EXERCISE >> Taking the lines below one at a time, count those with the string "const" and give the result alone.

EXERCISE DATA >>
PR #3085, opened 2025-10-03
Add config for enabling/disabling wpm widget for nice view shield

andrewscodes:
## PR check-list

### DIFF
--- a/app/boards/shields/nice_view/widgets/status.c
+++ b/app/boards/shields/nice_view/widgets/status.c
@@ -51,8 +51,10 @@ static void draw_top(lv_obj_t *widget, lv_color_t cbuf[], const struct status_st
 
     lv_draw_label_dsc_t label_dsc;
     init_label_dsc(&label_dsc, LVGL_FOREGROUND, &lv_font_montserrat_16, LV_TEXT_ALIGN_RIGHT);
+#if IS_ENABLED(CONFIG_NICE_VIEW_WPM_WIDGET)
     lv_draw_label_dsc_t label_dsc_wpm;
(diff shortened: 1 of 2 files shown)


app/boards/shields/nice_view/widgets/status.c
```diff
@@ -325,9 +330,11 @@ struct wpm_status_state wpm_status_get_state(const zmk_event_t *eh) {
     return (struct wpm_status_state){.wpm = zmk_wpm_get_state()};
 };
 
+#if IS_ENABLED(CONFIG_NICE_VIEW_WPM_WIDGET)
```
snoyer, line 333:
```suggestion
#if IS_ENABLED(CONFIG_ZMK_WPM)
```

TASK RESPONSE >> 2